Your instructions:
Give back every record precisely.

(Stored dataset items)
PR #590, opened 2021-07-22
Introduce Defer to module loader

radeksimko:
@Nepomuceno Do you think this would help in https://github.com/hashicorp/terraform-ls/pull/551 ?

I guess the `Enqueue` method could return the operation and make the caller do the actual queueing and potentially setting `Defer` function instead of passing it as argument, but that's mostly a stylistic concern that can be refactored later.

If this helps solving the problem I'd ship it. 🤷🏻‍♂️

### DIFF
--- a/internal/langserver/handlers/did_open.go
+++ b/internal/langserver/handlers/did_open.go
@@ -53,7 +53,7 @@ func (lh *logHandler) TextDocumentDidOpen(ctx context.Context, params lsp.DidOpe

Written response:
PR #590, opened 2021-07-22
Introduce Defer to module loader

radeksimko:
@Nepomuceno Do you think this would help in https://github.com/hashicorp/terraform-ls/pull/551 ?

I guess the `Enqueue` method could return the operation and make the caller do the actual queueing and potentially setting `Defer` function instead of passing it as argument, but that's mostly a stylistic concern that can be refactored later.

If this helps solving the problem I'd ship it. 🤷🏻‍♂️

### DIFF
--- a/internal/langserver/handlers/did_open.go
+++ b/internal/langserver/handlers/did_open.go
@@ -53,7 +53,7 @@ func (lh *logHandler) TextDocumentDidOpen(ctx context.Context, params lsp.DidOpe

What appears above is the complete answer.